According to the established system, the liquor business in the state runs entirely on advance payments. Retail outlets such as wine shops, bars, and restaurants purchase stocks from the Telangana State Beverages Corporation Limited (TSBCL) only after making upfront payments. Consumers too pay immediately at the point of purchase. In turn, the Beverages Corporation collects money in advance from retailers before releasing supplies, maintaining a cash-and-carry cycle throughout the retail chain.
However, despite this structure, private liquor manufacturing companies claim they have not received payments from the government for over four months. Industry representatives say that while supplies continued based on official orders, payments were cleared only until the first week of December 2025. Since then, no further payments have been released.
By the first week of April 2026, outstanding dues reportedly climbed to Rs. 3,725.73 crore, sparking concern among suppliers. Manufacturers argue that the continuous supply of liquor to the state has been maintained, but the corresponding payments have been delayed without explanation, putting severe financial pressure on companies.
Leading industry bodies, including the Brewers Association of India (BAI), the International Spirits and Wines Association of India (ISWAI), and the Confederation of Indian Alcoholic Beverage Companies (CIABC), have reportedly written to the government seeking immediate clearance of all pending dues. They have warned that if delays continue, total arrears could cross Rs. 5,000 crore in the coming months due to ongoing supplies and accumulated bills.

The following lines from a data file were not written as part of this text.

PR #12, opened 2018-07-13
Add fixed-hash to parity-common

dvdplm:
Both `susbtrate` and `ethereum-types` use `fixed-hash` to build their hash types so it's getting moved here.

### DIFF
--- a/fixed-hash/src/lib.rs
+++ b/fixed-hash/src/lib.rs
@@ -1,0 +1,40 @@
+// Copyright 2015-2017 Parity Technologies
+//
+// Licensed under the Apache License, Version 2.0 <LICENSE-APACHE or
+// http://www.apache.org/licenses/LICENSE-2.0> or the MIT license
+// <LICENSE-MIT or http://opensource.org/licenses/MIT>, at your
+// option. This file may not be copied, modified, or distributed
+// except according to those terms.
+
+#![cfg_attr(not(feature = "std"), no_std)]
+
+#[cfg(all(feature="libc", not(target_os = "unknown")))]
+#[doc(hidden)]
+pub extern crate libc;
+
+#[cfg(not(feature="libc"))]
+#[doc(hidden)]
+pub mod libc { }
+
+#[cfg(feature="heapsizeof")]
+#[doc(hidden)]
+pub extern crate heapsize;
+
+#[cfg(feature="std")]
+#[doc(hidden)]
+pub extern crate core;
+
+#[cfg(feature="std")]
+#[doc(hidden)]
+pub extern crate rustc_hex;
+
+#[cfg(feature="std")]
+#[doc(hidden)]
+pub extern crate rand;
+
+#[cfg(feature="impl_quickcheck_arbitrary")]
+#[doc(hidden)]
+pub extern crate quickcheck;
+
+mod hash;
+pub use hash::*;
--- a/Cargo.toml
+++ b/Cargo.toml
@@ -1,5 +1,6 @@
 [workspace]
 members = [
+	"fixed-hash",
 	"hashdb",
 	"keccak-hash",
 	"kvdb",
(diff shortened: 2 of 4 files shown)


tomusdrw:
I don't really get the reasoning for the move. The crate only exposes a macro to generate your own types, so it's only referenced by at most one crate.

`paritytech/primitives` already contains all the crates required to build uint/hashes, and doesn't depend on other git repos. Now `ethereum_types` for instance have to pull in `parity-common` repo?

None of the crates in this repo will ever dependend on `fixed-hash`, so I don't get what do we gain by having it here instead of in `primitives`.

IMHO we etiher keep `parity-common` and `primitives` separate or we dissolve `primitives` and move ALL crates here. Moving only `fixed-hash` doesn't make much sense to me.

fixed-hash/src/lib.rs
```diff
@@ -0,0 +1,40 @@
...
+#[doc(hidden)]
+pub mod libc { }
+
+#[cfg(feature="heapsizeof")]
+#[doc(hidden)]
+pub extern crate heapsize;
+
+#[cfg(feature="std")]
+#[doc(hidden)]
+pub extern crate core;
```
dvdplm: Why are all these crates `pub`?

uint/README.md
```diff
@@ -0,0 +1,8 @@
+# Big unsigned integer types
+
+Implementation of a various large-but-fixed sized unsigned integer types.
+The functions here are designed to be fast. There are optional `x86_64`
+implementations for even more speed, hidden behind the `x64_arithmetic`
+feature flag.
+
+Run tests with `cargo test --features=std,impl_quickcheck_arbitrary`.
```
dvdplm: How can I improve this? :/

twittner: Does https://doc.rust-lang.org/cargo/reference/manifest.html#the-required-features-field-optional help?

twittner:
Like @tomusdrw I am somewhat puzzled by this. Would the motivation behind `parity-common` not make it logical to put all `primitive` crates in here? But what prevents `parity-common` from becoming a black hole of crates? What about other repositories, e.g. `paritytech/exit-future`, `paritytech/bigint`, etc.? I guess the question I have is: When should a crate be a member of `parity-common` instead of being in a separate repository?

dvdplm:
> Would the motivation behind parity-common not make it logical to put all primitive crates in here?

Some of the code in `primitives` is ethereum-specific and should thus **not** be in `parity-common`.

> what prevents parity-common from becoming a black hole of crates? 

This is a great question and a concern I have too. The answer is, I guess, "we're disciplined about what we move". And "one could argue that `parity-ethereum` is already a black hole of crates and at least this new black hole is built with the strict requirement of code being used in more than one project".

The background conversation here is the tension between two valid but conflicting ergonomical concerns: 
1. splitting out code into own repos is great for consumers (easy to version, publish, and pull into other projects)
2. maintaining and updating a crate is much more comfortable when changes can be made in a single repo and with a single PR

The `parity-common` effort tries to find a middle ground between the two. And as mentioned, the criterium used is pretty pragmatic: "crates used in more than one Parity project that are not not already split out into their own repos".
As mentioned above I am also worried that we'll end up with big pile of unrelated crates and be back at square one, but I am also convicned that leaving things as they are is not a good option: we really really don't want to maintain forks and/or risk loosing track of what code is used where.

uint/README.md
dvdplm: I tried that and no, it's not really doing what I'd like. With:

```toml
[[test]]
name = "uint_tests"
required-features = ["std,impl_quickcheck_arbitrary"]
```
…I can run `cargo test` and all tests are skipped which is better than spewing errors, but now `cargo test --features=std,impl_quickcheck_arbitrary` also skips all tests.

What I'm looking for is a way to tell cargo "when running `cargo test` use this set of features: … … ".

dvdplm: **UPDATE**: seems to be a [known limitation](https://github.com/rust-lang/cargo/issues/2911)

dvdplm:
@tomusdrw @twittner @debris do you still have concerns about this?

PR #17, opened 2018-08-08
Remove HeapSizeOf-bound for Hasher::Out and add it only where needed

dvdplm:
The `HeapSizeOf` bound is causing trouble when [integrating `parity-common` with polkadot](https://github.com/paritytech/polkadot/pull/297) and is probably best added only where needed.


tomaka:
More generally, `heapsize` has been determined by their author to be a bad idea and should eventually be removed from all our code bases.

dvdplm:
@tomaka I for one is hating it with a vengeance. So, is that a 👍🏿 from you?

plain_hasher/util/plain_hasher/Cargo.toml
```diff
@@ -1,13 +0,0 @@
...
-version = "0.1.0"
-authors = ["Parity Technologies <admin@parity.io>"]
-license = "MIT"
-keywords = ["hash", "hasher"]
-homepage = "https://github.com/paritytech/plain_hasher"
-
-[dependencies]
-crunchy = "0.1.6"
-ethereum-types = "0.3"
-hashdb = { version = "0.2.0", path = "../hashdb" }
```
debris: what happened with this file? ;)

dvdplm: It was a left-over from when I moved over the code from `parity-ethereum` – I must have messed up the `git subtree` command at some point.

PR #18, opened 2018-08-08
unbound salt size

tworec:
There is no reason to enforce this 32 bytes bound. Salt can have arbitrary lenght.


dvdplm:
Did you check if consuming code (e.g. https://github.com/paritytech/parity-ethereum/blob/master/ethstore/src/account/crypto.rs#L87) works with an unbounded salt? In other words, is this a backwards incompatible change?

Also, can you elaborate on your use-case driving this change? What problem did you have that needed this change? 

I get that salt-size isn't particularly security sensitive, but this change allows it to be arbitrarily short (as well as long) and 1-byte long salts could be a problem.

The situation has also triggered questions over how liquor revenue generated in a cash-based system is being managed. Industry stakeholders argue that while the state continues to earn significant income through excise duties and margins at multiple levels, funds meant for supplier payments appear to be delayed or diverted toward other government expenditures.
Companies have urged the government to clear all outstanding bills immediately, stating that prolonged delays are increasing financial strain due to mounting interest costs. They emphasized that while the government has the right to use revenue for public needs, supplier payments should not be compromised under any circumstances.